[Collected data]
PR #79, opened 2022-04-07
Guanyu/rewrite/scenariotest

JBGYZ:
1. Finished scenario test with http
2. added 2 fields in getelectioninfo response


integration/scenario_test.go
```diff
@@ -0,0 +1,830 @@
...
+
+		t.Parallel()
+		proxyAddr1 := "http://localhost:8081"
+		proxyAddr2 := "http://localhost:8082"
+		proxyAddr3 := "http://localhost:8083"
+
+		proxyArray := [3]string{proxyAddr1, proxyAddr2, proxyAddr3}
+
+		// ###################################### CREATE SIMPLE ELECTION ######
+		create_election_js := `{"Configuration":{"MainTitle":"electionTitle","Scaffold":[{"ID":"YWE=","Title":"subject1","Order":null,"Subjects":null,"Selects":[{"ID":"YmI=","Title":"Select your favorite snacks","MaxN":3,"MinN":0,"Choices":["snickers","mars","vodka","babibel"]}],"Ranks":[],"Texts":null},{"ID":"ZGQ=","Title":"subject2","Order":null,"Subjects":null,"Selects":null,"Ranks":null,"Texts":[{"ID":"ZWU=","Title":"dissertation","MaxN":1,"MinN":1,"MaxLength":3,"Regex":"","Choices":["write yes in your language"]}]}]},"AdminID":"adminId"}`
```
emduc, line 63: would be good to add some returns so that we can read the content of the configuration easily

emduc (commented):
I made a quick pass on it since I am starting to try and solve this shuffle problem, this new version will definitely be helpful thank you :)

I know it wasn't the case in the original scenario test but it could be nice to have the test be generic in the number of nodes  and votes, similarly to what is done in integration_test.go. It should not be too difficult to implement (just a matter of having for eg arrays of addresses instead of addr1 addr2 and addr3) but might take some time.
edit:  actually that might be more annoying since we need to launch the nodes seperately

Depending on who merges first, the problem of signed request will also arise since the proxy will soon require the requests to be signed.

integration/scenario_test.go
```diff
@@ -0,0 +1,1097 @@
...
+	}
+}
+
+func testVariableNode(numNodes int, numVotes int, numElection int) func(*testing.T) {
+	return func(t *testing.T) {
+
+		proxyList := make([]string, numNodes)
+
+		for i := 0; i < numNodes; i++ {
+			if i < 10 {
```
nkcr, line 389: very hacky. What you want to do is just:
```go
 proxyList[i] = fmt.Sprintf("http://localhost:90%02d", 80+i)
```

integration/scenario_test.go
```diff
@@ -0,0 +1,1097 @@
...
+			} else {
+				proxyList[i] = "http://localhost:909" + strconv.Itoa(i-10)
+			}
+			fmt.Println(proxyList[i])
+		}
+
+		var wg sync.WaitGroup
+
+		for i := 0; i < numElection; i++ {
+			fmt.Println("Starting worker", i)
```
nkcr, line 400: `t.log` instead
(same for other places)

integration/scenario_test.go
```diff
@@ -0,0 +1,1097 @@
...
+	secretkeyBuf, err := hex.DecodeString("28912721dfd507e198b31602fb67824856eb5a674c021d49fdccbe52f0234409")
+	require.NoError(t, err, "failed to decode key: %v", err)
+
+	secret := suite.Scalar()
+	err = secret.UnmarshalBinary(secretkeyBuf)
+	require.NoError(t, err, "failed to Unmarshal key: %v", err)
+
+	// ###################################### CREATE SIMPLE ELECTION ######
+
+	t.Logf("Create election")
```
nkcr, line 427:
```suggestion
	t.Log("Create election")
```

integration/scenario_test.go
```diff
@@ -0,0 +1,1097 @@
...
+	}
+	require.True(t, tmpCount, "front end votes are different from decrypted votes")
+
+}
+
+// -----------------------------------------------------------------------------
+// Utility functions
+func marshallBallotManual(voteStr string, pubkey kyber.Point, chunks int) (ptypes.CiphervoteJSON, error) {
+
+	var ballot = make(ptypes.CiphervoteJSON, chunks)
```
nkcr, line 703:
```suggestion
	ballots := make(ptypes.CiphervoteJSON, chunks)
```

integration/scenario_test.go
```diff
@@ -0,0 +1,1097 @@
...
+		ballot[i] = ptypes.EGPairJSON{
+			K: kbuff,
+			C: cbuff,
+		}
+	}
+
+	return ballot, nil
+}
+
+func EncryptManual(message []byte, pubkey kyber.Point) (K, C kyber.Point, remainder []byte, err error) {
```
nkcr, line 743:
```suggestion
func encryptManual(message []byte, pubkey kyber.Point) (K, C kyber.Point, remainder []byte, err error) {
```

integration/scenario_test.go
```diff
@@ -0,0 +1,1097 @@
...
+	return K, C, remainder, nil
+}
+
+func ChunksPerBallotManuel(BallotSize int) int {
+	if BallotSize%29 == 0 {
+		return BallotSize / 29
+	}
+
+	return BallotSize/29 + 1
+}
```
nkcr, line 767:
```suggestion
func chunksPerBallot(size int) int { return (size-1) / 29 + 1}
```

integration/scenario_test.go
```diff
@@ -0,0 +1,1097 @@
...
+
+// Encode implements serde.FormatEngine
+func EncodeCiphervote(ciphervote types.Ciphervote) ([]byte, error) {
```
nkcr, line 770:
```suggestion
func encodeCiphervote(ciphervote types.Ciphervote) ([]byte, error) {
```

integration/scenario_test.go
```diff
@@ -0,0 +1,1097 @@
...
+	data, err := json.Marshal(m)
+	if err != nil {
+		return nil, xerrors.Errorf("failed to marshal cipher vote json: %v", err)
+	}
+
+	return data, nil
+}
+
+// CiphervoteJSON is the JSON representation of a ciphervote
+type CiphervoteJSON []EGPairJSON
```
nkcr, line 800: you should take the definition from `proxy/types`

integration/scenario_test.go
```diff
@@ -0,0 +1,1097 @@
...
+
+// EGPairJSON is the JSON representation of an ElGamal pair
+type EGPairJSON struct {
+	K []byte
+	C []byte
+}
+
+// Unmarshal decodes the given string according to the format described in
+// "state of smart contract.md"
+func UnmarshalBallotManual(marshalledBallot string, configuration types.Configuration) (types.Ballot, error) {
```
nkcr, line 810:
```suggestion
func unmarshalBallot(ballot string, conf types.Configuration) (types.Ballot, error) {
```

nkcr: Please use the function already defined in `types/ballots.go`.

runNode.sh
```diff
@@ -0,0 +1,29 @@
...
+
+from=0
+fromb=1
+to=$1
+ne=0
+while [ $fromb -le $to ]
+do
+if [ $from -le 9 ]
+then
+gnome-terminal --tab --title="test" --command="./memcoin --config /tmp/node$fromb start --postinstall --promaddr :910$from --proxyaddr :908$from --proxykey $pk --listen tcp://0.0.0.0:200$fromb --public //localhost:200$fromb"
```
nkcr, line 17: this won't work on a standard UNIX environment (`gnome-terminal`).

integration/scenario_test.go
```diff
@@ -0,0 +1,1097 @@
...
+	}
+
+	signedJSON, err := json.Marshal(signed)
+	if err != nil {
+		return nil, xerrors.Errorf("failed to create json signed: %v", err)
+	}
+
+	return signedJSON, nil
+}
+func initDKG(secret kyber.Scalar, proxyAddr, electionIDHex string, t *testing.T) error {
```
nkcr, line 1031: missing newline above

runNode.sh
nkcr: (and it should)

nkcr: (and it should)

nkcr (approved):
LGTM 🚀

WORK INSTRUCTIONS> All the lines that hold the word "gnome" must appear in the answer, copied from the records.

EXERCISE ANSWER>
+gnome-terminal --tab --title="test" --command="./memcoin --config /tmp/node$fromb start --postinstall --promaddr :910$from --proxyaddr :908$from --proxykey $pk --listen tcp://0.0.0.0:200$fromb --public //localhost:200$fromb"
nkcr, line 17: this won't work on a standard UNIX environment (`gnome-terminal`).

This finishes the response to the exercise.